What to do
This exercise requires an exact copy of each line from the one containing "There is a merge" down to the last line below.

[Data for the task Boundary: Start]

PR #734, opened 2021-08-30
[ NMA-988]: Default fiat currency

ClaudeHangui:
Update the design of the screen which displays the list of supported fiat currencies
PS: There are no translations for the label **Select Currency**

## Checklist:


wallet/src/de/schildbach/wallet/ui/ExchangeRatesFragment.java
```diff
@@ -390,19 +399,31 @@ void setExchangeRates(List<de.schildbach.wallet.rates.ExchangeRate> exchangeRate
         }
     }
 
+    private Integer getFlagFromCurrencyCode(String currencyCode) {
+        if (currencyCode.equalsIgnoreCase("try")) return R.drawable.turk;    //we can't use 'try' as the recource name for turkish flag as try is a reserved keyword in java. A workaround is to use rename the turkish flag resource
```
tomasz-ludek, line 403: We should avoid such weird exceptions. I would suggest to add a prefix to each resource name (e.g. "currency_code_try", or something similar). Additionally, names with such prefix would be more self-descriptive.

tomasz-ludek (changes requested):

wallet/src/de/schildbach/wallet/ui/ExchangeRatesFragment.java
ClaudeHangui: The implementation of this method had been updated accordingly

ClaudeHangui (commented):
- Our design for the exchange rates screen takes into account the 2 entry points we have: **Settings** and **SendPayment** flows. The action to display this new UI from the **SendPayment** flow has not yet been implemented
- We removed unused variable dependencies and refactored the class as much as we could

HashEngineering (approved):
looks good and works well

HashEngineering (changes requested):
There is a merge conflict with the Firebase Events for Settings.

ClaudeHangui:
Conflicts have been fixed

PR #735, opened 2021-09-01
refactor: set application taskAffinity="" instead of each activity (NMA-997)

HashEngineering:

NMA-997

Documentation related to the Strandhogg v1 fix indicates that all activities or `application` need the `taskAffinity=""` value set.

If we do this, will some of our `magical` fixes to get around a new task being created with intents from other apps (web browsers, custom tabs, invites) still be necessary?

When this is merged into the `dashpay` branch, there may be other activities with `taskAffinity=""` that could be changed.

## How Has This Been Tested?

- [x] QA (Mobile Team)

## Checklist:

### DIFF
--- a/wallet/AndroidManifest.xml
+++ b/wallet/AndroidManifest.xml
@@ -60,12 +60,12 @@
         android:label="@string/app_name"
         android:largeHeap="true"
         android:theme="@style/My.Theme"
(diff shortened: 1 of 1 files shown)


tomasz-ludek (approved):
Nice :)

[Data for the task Boundary: End]

Output for this task
There is a merge conflict with the Firebase Events for Settings.

ClaudeHangui:
Conflicts have been fixed

PR #735, opened 2021-09-01
refactor: set application taskAffinity="" instead of each activity (NMA-997)

HashEngineering:

NMA-997

Documentation related to the Strandhogg v1 fix indicates that all activities or `application` need the `taskAffinity=""` value set.

If we do this, will some of our `magical` fixes to get around a new task being created with intents from other apps (web browsers, custom tabs, invites) still be necessary?

When this is merged into the `dashpay` branch, there may be other activities with `taskAffinity=""` that could be changed.

## How Has This Been Tested?

- [x] QA (Mobile Team)

## Checklist:

### DIFF
--- a/wallet/AndroidManifest.xml
+++ b/wallet/AndroidManifest.xml
@@ -60,12 +60,12 @@
         android:label="@string/app_name"
         android:largeHeap="true"
         android:theme="@style/My.Theme"
(diff shortened: 1 of 1 files shown)


tomasz-ludek (approved):
Nice :)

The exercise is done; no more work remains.